DATA EXCERPTS
—————

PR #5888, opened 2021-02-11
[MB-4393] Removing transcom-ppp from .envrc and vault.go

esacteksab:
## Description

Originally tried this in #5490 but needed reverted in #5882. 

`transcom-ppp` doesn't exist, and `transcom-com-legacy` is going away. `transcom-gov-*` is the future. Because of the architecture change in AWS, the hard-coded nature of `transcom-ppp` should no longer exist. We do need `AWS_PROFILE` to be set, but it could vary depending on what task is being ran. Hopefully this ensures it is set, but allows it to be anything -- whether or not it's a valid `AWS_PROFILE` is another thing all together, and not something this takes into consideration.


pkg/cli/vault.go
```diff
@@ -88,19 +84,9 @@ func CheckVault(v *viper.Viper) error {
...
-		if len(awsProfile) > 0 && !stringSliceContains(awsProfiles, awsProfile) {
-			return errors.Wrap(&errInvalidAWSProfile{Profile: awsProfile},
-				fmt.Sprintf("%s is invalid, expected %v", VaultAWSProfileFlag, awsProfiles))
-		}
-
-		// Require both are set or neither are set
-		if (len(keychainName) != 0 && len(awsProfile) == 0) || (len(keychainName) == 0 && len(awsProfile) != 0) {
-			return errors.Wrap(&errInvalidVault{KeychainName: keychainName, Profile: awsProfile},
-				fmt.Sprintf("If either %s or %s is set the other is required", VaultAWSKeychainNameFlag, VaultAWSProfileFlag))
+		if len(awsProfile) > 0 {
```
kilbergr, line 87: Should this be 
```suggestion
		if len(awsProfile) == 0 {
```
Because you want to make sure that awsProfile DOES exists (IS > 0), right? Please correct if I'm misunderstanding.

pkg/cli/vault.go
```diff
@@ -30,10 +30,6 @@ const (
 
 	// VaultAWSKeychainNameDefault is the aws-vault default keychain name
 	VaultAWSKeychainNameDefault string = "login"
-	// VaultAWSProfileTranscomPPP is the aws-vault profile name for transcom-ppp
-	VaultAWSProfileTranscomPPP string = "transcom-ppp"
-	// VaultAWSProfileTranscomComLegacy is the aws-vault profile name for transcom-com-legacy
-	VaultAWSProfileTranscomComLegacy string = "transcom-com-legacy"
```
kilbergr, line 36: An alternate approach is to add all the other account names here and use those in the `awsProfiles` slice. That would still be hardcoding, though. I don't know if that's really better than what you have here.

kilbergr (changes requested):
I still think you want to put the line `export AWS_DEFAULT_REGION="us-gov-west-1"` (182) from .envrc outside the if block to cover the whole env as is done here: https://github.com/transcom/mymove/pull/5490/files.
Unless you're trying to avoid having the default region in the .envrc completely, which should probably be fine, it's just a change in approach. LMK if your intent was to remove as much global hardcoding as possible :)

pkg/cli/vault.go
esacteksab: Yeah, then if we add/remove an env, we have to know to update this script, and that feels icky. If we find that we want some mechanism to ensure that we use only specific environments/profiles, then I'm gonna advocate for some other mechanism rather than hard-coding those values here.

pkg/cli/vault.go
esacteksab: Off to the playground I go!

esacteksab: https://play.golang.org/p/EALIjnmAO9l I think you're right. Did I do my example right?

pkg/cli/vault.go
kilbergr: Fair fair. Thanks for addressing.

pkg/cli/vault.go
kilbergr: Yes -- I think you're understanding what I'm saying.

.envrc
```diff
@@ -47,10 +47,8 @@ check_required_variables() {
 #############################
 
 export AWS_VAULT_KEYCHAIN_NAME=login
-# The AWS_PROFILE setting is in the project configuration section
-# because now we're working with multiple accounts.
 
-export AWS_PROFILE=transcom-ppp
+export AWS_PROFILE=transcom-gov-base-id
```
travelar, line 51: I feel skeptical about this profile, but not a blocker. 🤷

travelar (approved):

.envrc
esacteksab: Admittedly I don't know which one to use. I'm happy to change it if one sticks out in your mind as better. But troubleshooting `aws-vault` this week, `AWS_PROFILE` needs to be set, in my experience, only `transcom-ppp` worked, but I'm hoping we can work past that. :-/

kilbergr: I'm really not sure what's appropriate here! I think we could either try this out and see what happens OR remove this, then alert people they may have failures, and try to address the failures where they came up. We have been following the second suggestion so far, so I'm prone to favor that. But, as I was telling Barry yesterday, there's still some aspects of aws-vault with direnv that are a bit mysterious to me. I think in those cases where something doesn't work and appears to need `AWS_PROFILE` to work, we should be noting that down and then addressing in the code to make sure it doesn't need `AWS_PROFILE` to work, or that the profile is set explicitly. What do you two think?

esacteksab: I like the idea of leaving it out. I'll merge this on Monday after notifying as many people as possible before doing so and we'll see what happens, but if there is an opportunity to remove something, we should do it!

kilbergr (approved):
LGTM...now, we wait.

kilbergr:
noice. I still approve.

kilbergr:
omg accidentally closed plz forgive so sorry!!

—————

REQUIRED WORK
Leaving every word in place, retype all of the listing.

ANSWER AREA
PR #5888, opened 2021-02-11
[MB-4393] Removing transcom-ppp from .envrc and vault.go

esacteksab:
## Description

Originally tried this in #5490 but needed reverted in #5882. 

`transcom-ppp` doesn't exist, and `transcom-com-legacy` is going away. `transcom-gov-*` is the future. Because of the architecture change in AWS, the hard-coded nature of `transcom-ppp` should no longer exist. We do need `AWS_PROFILE` to be set, but it could vary depending on what task is being ran. Hopefully this ensures it is set, but allows it to be anything -- whether or not it's a valid `AWS_PROFILE` is another thing all together, and not something this takes into consideration.


pkg/cli/vault.go
```diff
@@ -88,19 +84,9 @@ func CheckVault(v *viper.Viper) error {
...
-		if len(awsProfile) > 0 && !stringSliceContains(awsProfiles, awsProfile) {
-			return errors.Wrap(&errInvalidAWSProfile{Profile: awsProfile},
-				fmt.Sprintf("%s is invalid, expected %v", VaultAWSProfileFlag, awsProfiles))
-		}
-
-		// Require both are set or neither are set
-		if (len(keychainName) != 0 && len(awsProfile) == 0) || (len(keychainName) == 0 && len(awsProfile) != 0) {
-			return errors.Wrap(&errInvalidVault{KeychainName: keychainName, Profile: awsProfile},
-				fmt.Sprintf("If either %s or %s is set the other is required", VaultAWSKeychainNameFlag, VaultAWSProfileFlag))
+		if len(awsProfile) > 0 {
```
kilbergr, line 87: Should this be 
```suggestion
		if len(awsProfile) == 0 {
```
Because you want to make sure that awsProfile DOES exists (IS > 0), right? Please correct if I'm misunderstanding.

pkg/cli/vault.go
```diff
@@ -30,10 +30,6 @@ const (
 
 	// VaultAWSKeychainNameDefault is the aws-vault default keychain name
 	VaultAWSKeychainNameDefault string = "login"
-	// VaultAWSProfileTranscomPPP is the aws-vault profile name for transcom-ppp
-	VaultAWSProfileTranscomPPP string = "transcom-ppp"
-	// VaultAWSProfileTranscomComLegacy is the aws-vault profile name for transcom-com-legacy
-	VaultAWSProfileTranscomComLegacy string = "transcom-com-legacy"
```
kilbergr, line 36: An alternate approach is to add all the other account names here and use those in the `awsProfiles` slice. That would still be hardcoding, though. I don't know if that's really better than what you have here.

kilbergr (changes requested):
I still think you want to put the line `export AWS_DEFAULT_REGION="us-gov-west-1"` (182) from .envrc outside the if block to cover the whole env as is done here: https://github.com/transcom/mymove/pull/5490/files.
Unless you're trying to avoid having the default region in the .envrc completely, which should probably be fine, it's just a change in approach. LMK if your intent was to remove as much global hardcoding as possible :)

pkg/cli/vault.go
esacteksab: Yeah, then if we add/remove an env, we have to know to update this script, and that feels icky. If we find that we want some mechanism to ensure that we use only specific environments/profiles, then I'm gonna advocate for some other mechanism rather than hard-coding those values here.

pkg/cli/vault.go
esacteksab: Off to the playground I go!

esacteksab: https://play.golang.org/p/EALIjnmAO9l I think you're right. Did I do my example right?

pkg/cli/vault.go
kilbergr: Fair fair. Thanks for addressing.

pkg/cli/vault.go
kilbergr: Yes -- I think you're understanding what I'm saying.

.envrc
```diff
@@ -47,10 +47,8 @@ check_required_variables() {
 #############################
 
 export AWS_VAULT_KEYCHAIN_NAME=login
-# The AWS_PROFILE setting is in the project configuration section
-# because now we're working with multiple accounts.
 
-export AWS_PROFILE=transcom-ppp
+export AWS_PROFILE=transcom-gov-base-id
```
travelar, line 51: I feel skeptical about this profile, but not a blocker. 🤷

travelar (approved):

.envrc
esacteksab: Admittedly I don't know which one to use. I'm happy to change it if one sticks out in your mind as better. But troubleshooting `aws-vault` this week, `AWS_PROFILE` needs to be set, in my experience, only `transcom-ppp` worked, but I'm hoping we can work past that. :-/

kilbergr: I'm really not sure what's appropriate here! I think we could either try this out and see what happens OR remove this, then alert people they may have failures, and try to address the failures where they came up. We have been following the second suggestion so far, so I'm prone to favor that. But, as I was telling Barry yesterday, there's still some aspects of aws-vault with direnv that are a bit mysterious to me. I think in those cases where something doesn't work and appears to need `AWS_PROFILE` to work, we should be noting that down and then addressing in the code to make sure it doesn't need `AWS_PROFILE` to work, or that the profile is set explicitly. What do you two think?

esacteksab: I like the idea of leaving it out. I'll merge this on Monday after notifying as many people as possible before doing so and we'll see what happens, but if there is an opportunity to remove something, we should do it!

kilbergr (approved):
LGTM...now, we wait.

kilbergr:
noice. I still approve.

kilbergr:
omg accidentally closed plz forgive so sorry!!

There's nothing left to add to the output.